Exercise details: Reproduce only this part of the listing: the line with "PR #1748, opened 2023-08-20", plus every line after it through the last.

BEGIN

PR #1741, opened 2023-07-18
Fix generation of `.livemd` paths to handle omitted '.html'

josecfreittas:
Some HTTP servers redirect and omit the `.html` extension when you go to an html page, hosting a generated doc on one of these makes the “Run in Livebook” button break because it doesn’t add the `.livemd` extension to the link. This PR fixes it making the `.html` optional in the replacement.


josevalim:

PR #1748, opened 2023-08-20
Remove sidebar gradient

angelikatyborska:
When I checked out the project to work on something else, I noticed an invalid CSS variable, `var(gray800-opacity-0)` (missing leading `--` in front of the name).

END

Task solution:
PR #1748, opened 2023-08-20
Remove sidebar gradient

angelikatyborska:
When I checked out the project to work on something else, I noticed an invalid CSS variable, `var(gray800-opacity-0)` (missing leading `--` in front of the name).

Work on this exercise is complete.